Free study material for Statistics

GSEB Solutions Class 12 Statistics Chapter 02 Linear Correlation

Students can now access the GSEB Solutions for Chapter 02 Linear Correlation prepared by teachers on our website. These solutions cover all questions in exercise in your Class 12 Statistics textbook. Each answer is updated based on the current academic session as per the latest GSEB syllabus.

Detailed Explanations for Chapter 02 Linear Correlation

Our expert teachers have provided step-by-step explanations for all the difficult questions in the Class 12 Statistics chapter. Along with the final answers, we have also explained the concept behind it to help you build stronger understanding of each topic. This will be really helpful for Class 12 students who want to understand both theoretical and practical questions. By studying these GSEB Questions and Answers your basic concepts will improve a lot.
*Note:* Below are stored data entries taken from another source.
PR #1047, opened 2024-01-13
mrd-2246_edit-date-of-birth: dob editable from check booking details …

bills7281:
…screen

### DIFF
--- a/server/controllers/recommendation/editDateOfBirthController.test.ts
+++ b/server/controllers/recommendation/editDateOfBirthController.test.ts
@@ -16,11 +16,8 @@ describe('get', () => {
     const res = mockRes({
       locals: {
         recommendation: {
-          prisonOffender: { dateOfBirth: '2003-01-01' },
-          ppudOffender: { dateOfBirth: '1984-09-08' },
+          bookRecallToPpud: { dateOfBirth: '2003-01-01' },
         },
-        dateOfBirthNomis: '2003-01-01',
-        dateOfBirthPpud: '1984-09-08',
       },
     })
     const next = mockNext()
@@ -32,8 +29,6 @@ describe('get', () => {
       month: '01',
       year: '2003',
     })
-    expect(res.locals.dateOfBirthNomis).toEqual('2003-01-01')
-    expect(res.locals.dateOfBirthPpud).toEqual('1984-09-08')
     expect(res.render).toHaveBeenCalledWith('pages/recommendations/editDateOfBirth')
     expect(next).toHaveBeenCalled()
   })
--- a/server/controllers/recommendation/editDateOfBirthController.test.ts
+++ b/server/controllers/recommendation/editDateOfBirthController.test.ts
@@ -16,8 +16,11 @@ describe('get', () => {
     const res = mockRes({
       locals: {
         recommendation: {
-          bookRecallToPpud: { dateOfBirth: '2003-01-01' },
+          prisonOffender: { dateOfBirth: '2003-01-01' },
+          ppudOffender: { dateOfBirth: '1984-09-08' },
         },
+        dateOfBirthNomis: '2003-01-01',
+        dateOfBirthPpud: '1984-09-08',
       },
     })
     const next = mockNext()
@@ -29,6 +32,8 @@ describe('get', () => {
       month: '01',
       year: '2003',
     })
+    expect(res.locals.dateOfBirthNomis).toEqual('2003-01-01')
+    expect(res.locals.dateOfBirthPpud).toEqual('1984-09-08')
     expect(res.render).toHaveBeenCalledWith('pages/recommendations/editDateOfBirth')
     expect(next).toHaveBeenCalled()
   })
--- a/server/views/pages/recommendations/editDateOfBirth.njk
+++ b/server/views/pages/recommendations/editDateOfBirth.njk
@@ -25,6 +25,9 @@
                            {{ formatDateTimeFromIsoString({isoDate: recommendation.ppudOffender.dateOfBirth})  }}
                         {% endif %}
                     </div>
+                    <div id="date-of-birth-hint" class="govuk-hint">
+                        For example, 31 3 1980
+                    </div>
                     <div class="govuk-form-group{% if errors.dateOfBirth %} govuk-form-group--error{% endif %}">
                         {% if errors.dateOfBirth %}
                         <p id="error" class="govuk-error-message">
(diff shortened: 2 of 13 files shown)


server/controllers/recommendation/editDateOfBirthController.test.ts
```diff
@@ -16,8 +16,11 @@ describe('get', () => {
     const res = mockRes({
       locals: {
         recommendation: {
-          bookRecallToPpud: { dateOfBirth: '2003-01-01' },
+          prisonOffender: { dateOfBirth: '2003-01-01' },
+          ppudOffender: { dateOfBirth: '1984-09-08' },
         },
+        dateOfBirthNomis: '2003-01-01',
+        dateOfBirthPpud: '1984-09-08',
```
DarrenW-HMPPS, line 23: Are you sure you want to do this?  You set the value that you assert on later.  The controller could do nothing with `res` and the test would pass, I think.

server/views/pages/recommendations/editDateOfBirth.njk
```diff
@@ -11,23 +11,31 @@
         <div class="govuk-grid-column-two-thirds-from-desktop">
             {% include '../../partials/error-summary.njk' %}
 
-            {% set html %}
+            {# {% set html %}
```
DarrenW-HMPPS, line 14: Can we get rid of the commented code?

server/views/pages/recommendations/editDateOfBirth.njk
```diff
@@ -11,23 +11,31 @@
...
-                        For example, 31 3 1980
+                    <div class="govuk-body">
+                        {% if dateOfBirthNomis and dateOfBirthPpud %}
+                           <div class="govuk-summary-list__key">From NOMIS</div>
+                           {{ formatDateTimeFromIsoString({isoDate: dateOfBirthNomis})  }}
+                           <br><br>
+                           <div class="govuk-summary-list__key">From PPUD</div>
+                           {{ formatDateTimeFromIsoString({isoDate: dateOfBirthPpud})  }}
+                        {% else %}
+                            From NOMIS {{ dateOfBirthNomis }} <br>
```
DarrenW-HMPPS, line 37: It's best to avoid <br> if we can.  It's a blunt instrument that breaks the CSS styling approach.  It's caused us issues in the past.  I would think you can just delete it without any particular ill effects, but make sure things are wrapped in appropriately styled elements.

server/views/pages/recommendations/editDateOfBirth.njk
```diff
@@ -11,23 +11,31 @@
...
             <form novalidate method="post">
                 <input type="hidden" name="_csrf" value="{{ csrfToken }}" />
-
                 <fieldset class="govuk-fieldset" role="group"
                           aria-describedby="date-of-birth-hint appointment-time-hint{% if errors.dateOfBirth %} error{% endif %}">
 
-                    <div id="date-of-birth-hint" class="govuk-hint">
-                        For example, 31 3 1980
+                    <div class="govuk-body">
+                        {% if dateOfBirthNomis and dateOfBirthPpud %}
```
DarrenW-HMPPS, line 30: Not convinced about this if...else logic.  It will display the "From NOMIS" line if dateOfBirthNomis is null.  Perhaps better to say `if dateOfBirthNomis - display dateOfBirthNomis `then separately,  `if dateOfBirthPppud - display dateOfBirthPpud`. That gives very clear and safe path through the code.  Or... if you want to make sure that "From NOMIS" is always displayed no matter what, don't include dateOfBirthNomis in any if check.

server/views/pages/recommendations/editDateOfBirth.njk
DarrenW-HMPPS, line 37: DateofBirthNomis needs formatting properly

DarrenW-HMPPS (changes requested):

server/controllers/recommendation/editDateOfBirthController.test.ts
bills7281: The recommendation is of course always present on `res.locals` in the recommendation route.
`res.locals.recommendation`.
>The controller could do nothing with res and the test would pass, I think.

I used the controller to grab a couple of fields from the recommendation and add two new `res.locals` fields
`dateOfBirthNomis` and `dateOfBirthPpud`. 
The test asserts that those two fields are present an has the correct value. If I removed `dateOfBirthNomis` and `dateOfBirthPpud` from `res.locals` in the controller the test will fail.

DarrenW-HMPPS: OK. So don't set the values in the test then.

server/views/pages/recommendations/editDateOfBirth.njk
bills7281: Done.

server/views/pages/recommendations/editDateOfBirth.njk
bills7281: Corrected as suggested 👍

server/views/pages/recommendations/editDateOfBirth.njk
bills7281: removed

bills7281: Corrected 👍

server/controllers/recommendation/editDateOfBirthController.test.ts
bills7281: The real `res.locals` receives the recommendation from the previous page in the rec flow. The `res.locals` in the test is a mock that needs to have it's values set.

bills7281: Done ... or rather undone! With a bit of a refactor! 👍

server/views/pages/recommendations/editDateOfBirth.njk
```diff
@@ -10,24 +10,20 @@
...
             <h1 class='govuk-heading-l'>{{ pageHeadings[page.id] }}</h1>
-
             <form novalidate method="post">
                 <input type="hidden" name="_csrf" value="{{ csrfToken }}" />
-
                 <fieldset class="govuk-fieldset" role="group"
                           aria-describedby="date-of-birth-hint appointment-time-hint{% if errors.dateOfBirth %} error{% endif %}">
-
-                    <div id="date-of-birth-hint" class="govuk-hint">
-                        For example, 31 3 1980
```
DarrenW-HMPPS, line 30: This hint should be retained as it's part of the standard GDS date entry component.
It needs to be just above the input.
https://design-system.service.gov.uk/components/date-input

bills7281: image
Done!

DarrenW-HMPPS (approved):

xebu (approved):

Benefits of using Statistics Class 12 Solved Papers

Using our Statistics solutions regularly students will be able to improve their logical thinking and problem-solving speed. These Class 12 solutions are a guide for self-study and homework assistance. Along with the chapter-wise solutions, you should also refer to our Revision Notes and Sample Papers for Chapter 02 Linear Correlation to get a complete preparation experience.

FAQs

Where can I find the latest #REF! for the 2026-27 session?

The complete and updated #REF! is available for free on StudiesToday.com. These solutions for Class 12 Statistics are as per latest GSEB curriculum.

Are the Statistics GSEB solutions for Class 12 updated for the new 50% competency-based exam pattern?

Yes, our experts have revised the #REF! as per 2026 exam pattern. All textbook exercises have been solved and have added explanation about how the Statistics concepts are applied in case-study and assertion-reasoning questions.

How do these Class 12 GSEB solutions help in scoring 90% plus marks?

Toppers recommend using GSEB language because GSEB marking schemes are strictly based on textbook definitions. Our #REF! will help students to get full marks in the theory paper.

Do you offer #REF! in multiple languages like Hindi and English?

Yes, we provide bilingual support for Class 12 Statistics. You can access #REF! in both English and Hindi medium.

Is it possible to download the Statistics GSEB solutions for Class 12 as a PDF?

Yes, you can download the entire #REF! in printable PDF format for offline study on any device.